Stas Matviyenko loves a great lunch out. Not just the food, but also the chance to take a break from the stress of the workday. But there’s one part of the experience he could definitely live without.

“Waiting for food at restaurants has always been a test of patience,” he says, “considering the small amount of time we have for lunch.”

After some commiserating with friends and colleagues, Matviyenko, a tech executive in Eastern Europe, did some research and found that on the average lunch, he spent up to 40 minutes waiting and only 15 minutes actually eating.

After already building a mobile restaurant loyalty program and mobile payment app, Matviyenko set his sights on Allset, an app that allows customers to reserve a table, browse the menu, place an order and pay ahead—all from their phone before they even head out to lunch. Ideally, the app allows a restaurant to have lunch ready when customers are ready and, with built-in payment, customers can leave at their leisure.

After launching a similar platform in Europe, Allset launched in late September with about 30 California restaurants. Matviyenko, the company’s CEO, says tech-savvy diners and busy businesspeople are the primary target audience.

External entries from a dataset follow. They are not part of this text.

PR #2454, opened 2026-07-09
fix(clickhouse): sanitize brackets in connection-URL userinfo before parse

Bartok9:
## Summary

- Sanitize raw `[` / `]` in ClickHouse connection-URL userinfo before `urlparse`.
- Preserve legitimate IPv6 hosts that still need brackets around the host.

## Motivation

`urlparse` treats `[` / `]` anywhere in the netloc as IPv6 delimiters. A password like `p[a]ss` therefore raises `ValueError: Invalid IPv6 URL` and the connector never opens. Same root cause already fixed for MySQL / MSSQL / Oracle on this tree — ClickHouse was still on bare `urlparse`.

## Verification

- `PYTHONPATH=src pytest tests/unit/test_clickhouse_helpers.py` → **50 passed**
- Regression tests:
  - `test_clickhouse_url_allows_raw_brackets_in_password`
  - `test_clickhouse_url_preserves_ipv6_host_with_bracketed_password`
- Real behavior without fix: `clickhouse://user:p[a]ss@host:9000/db` → `ValueError: Invalid IPv6 URL`
- With fix: username `user`, password `p[a]ss`, host intact; `clickhouse://user:p[a]ss@[::1]:9000/db` keeps host `::1`.
- Did NOT change decoding of `%`-encoded characters, `unquote_plus` credential handling, secure-port defaults, or query wrapping.

## License

## Summary by CodeRabbit

* **Bug Fixes**
  * Improved handling of ClickHouse connection URLs when credentials include special characters like `[` or `]`, preventing URL parsing failures.
  * Ensured IPv6 host addresses are parsed correctly while continuing to extract the right username and password from the URL.
* **Tests**
  * Added unit test coverage for bracketed credentials and IPv6 host edge cases in ClickHouse URL parsing.

### DIFF
--- a/core/wren/src/wren/connector/clickhouse.py
+++ b/core/wren/src/wren/connector/clickhouse.py
@@ -245,7 +245,6 @@ def _parse_secure_flag(value: Any) -> bool:
     return bool(value)
 
 
-
 def _parse_clickhouse_connection_url(url: str):
     """Parse a ClickHouse URL after escaping raw brackets in userinfo only.
 
--- a/core/wren/src/wren/connector/clickhouse.py
+++ b/core/wren/src/wren/connector/clickhouse.py
@@ -245,6 +245,39 @@ def _parse_secure_flag(value: Any) -> bool:
     return bool(value)
 
 
+
+def _parse_clickhouse_connection_url(url: str):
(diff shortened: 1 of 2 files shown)


goldmedal (approved):
Thanks @Bartok9  👍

Prospect Restaurant, a trendy 168-seat spot in San Francisco’s SoMa neighborhood, started using the Allset app in September. Laura Lascoe, Prospect’s new media manager, says the app’s utility is very supportive of restaurants—and flexible. Prospect planned to freeze the app during its busy December weeks. Allset also only charges restaurants $1 per table.

While some restaurants may use Allset to have food waiting on customers, Lascoe says Prospect still waits until customers are seated at their table to make a dish. But Lascoe says it still helps expedite things for the customers and the restaurant.

“Allset eliminates time with being presented menus, waiting for a server to return with drinks, and taking an order,” Lascoe says. “The food is not sitting somewhere ready for you but that cluttered service process in substantially reduced.”

Prospect, which draws customers from the many startups in its neighborhood, decided to ease into the app, seating about four to six tables a week from it. And its customers are already used to similar technology: about six in 10 of the restaurant’s reservations come from OpenTable.

Lascoe says the restaurant isn’t pushing Allset on all customers, but is promoting it across its social media accounts. So far, Lascoe says, busy business customers have responded positively.

“People want service, they want efficiency and they want it within their allocated time so they don’t miss their next meeting,” she says.